[Opening Given information section]

PR #12379, opened 2026-04-01
3945_arm_cca_v5_s2: Refactor Kvmtool MMIO memory mapping

samimujawar:
# Refactor Kvmtool MMIO memory mapping

Introduce a common MMIO mapping helper library MemoryMapLib and refactor the ArmVirt Kvmtool guest memory map setup so that only the memory regions required during early boot are mapped by KvmtoolVirtMemInfoLib.

This series adds MemoryMapLib to centralise the process of adding MMIO ranges to the GCD memory map and programming memory attributes. It also enables the library for DXE and runtime drivers, wires it into ArmVirt.dsc.inc, and updates existing users to avoid duplicating AddMemorySpace() and SetMemorySpaceAttributes() handling.

The series also updates the ArmVirt Kvmtool firmware flow so device MMIO ranges are mapped closer to the driver or probe library that needs them. This includes mapping GIC ranges before ArmGicDxe configures the interrupt controller, using MemoryMapLib for RTC and PCI MMIO mappings, mapping PCI MMIO windows in the GCD memory map, and adding an early FDT 16550 serial probe library so the serial port base address can be discovered early enough for mapping the serial port MMIO range to enable debug logging.

Finally, the Kvmtool guest memory map configuration is refactored to map only System Memory, FV, and the Serial Port during early memory-map setup. Other device mappings are expected to be configured by the corresponding DXE driver or probe library.

- [ ] Breaking change?
  - NO
- [ ] Impacts security?
  - NO
- [ ] Includes tests?

## How This Was Tested
Tested by launching a guest using Kvmtool VMM and booting the ArmVirtKvmtool guest firmware. 

## Integration Instructions
NA

---

# PR History
## Introduce a PlatformDeviceInfo lib

Introduce a platform device info library that parses the VMM provided FDT and extracts the MMIO base address
and the range for the devices present in the FDT.

This is useful for populating the memory map for a platform. e.g. the Kvmtool memory map is currently
configured such that the address range outside the DRAM range is considered as peripheral memory.

Although this currently works, starting with the RMM 1.0 - rel0 specification, it is expected
that the firmware queries the RMM to get the IPA state for the MMIO address ranges for the devices
to determine if the shared attribute must be set. If the IPA state is returned as RIPAS device,
the shared attribute must not be set for the device. Otherwise the shared attribute needs to be
set for the MMIO address range covering the device as it is emulated by the VMM.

[Closing Given information section]

Work instruction — In the answer, return exactly the lines from the line containing "configured such that" to the end of the records above, and no others.

Solution —
configured such that the address range outside the DRAM range is considered as peripheral memory.

Although this currently works, starting with the RMM 1.0 - rel0 specification, it is expected
that the firmware queries the RMM to get the IPA state for the MMIO address ranges for the devices
to determine if the shared attribute must be set. If the IPA state is returned as RIPAS device,
the shared attribute must not be set for the device. Otherwise the shared attribute needs to be
set for the MMIO address range covering the device as it is emulated by the VMM.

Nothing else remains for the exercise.